▶ _What you have to do_:
Your task is to restate word for word the lines of the listing below that start at the one containing "docs(canary): Fix typo." and run to the end; please add nothing.

....

PR #1854, opened 2020-05-19
Docs(setup): adds system hardware requirements to setup overview

### LINKED ISSUE #1852: Hardware requirements for Spinnaker?
Page: [/setup/install/halyard/](https://www.spinnaker.io/setup/install/halyard/)

Feedback:

I have gone through the setup instruction, its very hard to find the hardware requirements.
Can you document the requirements in the Setup section?

dorbin:
Closes #1852

### DIFF
--- a/setup/install/index.md
+++ b/setup/install/index.md
@@ -15,9 +15,13 @@ in [Quickstart](/setup/quickstart/) might be a better choice.
 * A machine on which to install Halyard
 
   This can be a local machine or VM (Ubuntu 14.04/16.04, Debian, or macOS), or
-  it can be a Docker container.
+  it can be a Docker container. Make sure it has at least 4GB of memory.
 
 * A Kubernetes cluster on which to install Spinnaker itself
+
+  We recommend at least 4 cores and 8GB of RAM available in the cluster. 
+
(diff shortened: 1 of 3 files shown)


setup/install/index.md
```diff
@@ -15,10 +15,14 @@ in [Quickstart](/setup/quickstart/) might be a better choice.
 * A machine on which to install Halyard
 
   This can be a local machine or VM (Ubuntu 14.04/16.04, Debian, or macOS), or
-  it can be a Docker container.
+  it can be a Docker container. Make sure it has at least 4GB of memory.
 
 * A Kubernetes cluster on which to install Spinnaker itself
 
+  We recommend at least 4 cores and 8GB of RAM available in the cluster.
```
ezimanyi: I would suggest at least 16 GB of memory for the machine (or cluster) that will run Spinnaker.  I've managed to get it running on a machine with 8 GB but memory was very low, and led to some instability, so I would not recommend that as a starting point.  Maybe 12 GB is enough if we don't want to over-provision, but I think people will be frustrated if we tell them to provision 8 GB.

ezimanyi (approved):

PR #1856, opened 2020-05-27
feat(docs): add legacy artifacts UI migration docs

maggieneterval:
Addresses: https://github.com/spinnaker/spinnaker/issues/5761

Let's add a specific section for what to expect when upgrading to 1.20 after using the legacy artifacts UI, specifically calling out the only reported pain point so far, which is the absence of a separate Expected Artifacts section.


ezimanyi (approved):
🏺 📜 💯

reference/artifacts-with-artifactsrewrite/index.md
```diff
@@ -32,6 +32,23 @@ hal config features edit --artifacts-rewrite true
 
 If using Spinnaker 1.20 or later, support for the standard artifacts UI is enabled by default.
 
+## Migrating from the legacy artifacts UI
```
dorbin: @maggieneterval is "migrating" the right word here? This sounds like you're saying...
* here's what's changed and how to deal with it
* here's how to re-enable legacy

maggieneterval: Fair point, how do you feel about "Transitioning from the legacy artifacts UI" instead?

dorbin: :100:

dorbin (approved):

PR #1859, opened 2020-05-28
docs(canary): Fix typo.

smstone:


dorbin (approved):
good catch, @smstone, Thanks!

....

▶ _Response_:
docs(canary): Fix typo.

smstone:


dorbin (approved):
good catch, @smstone, Thanks!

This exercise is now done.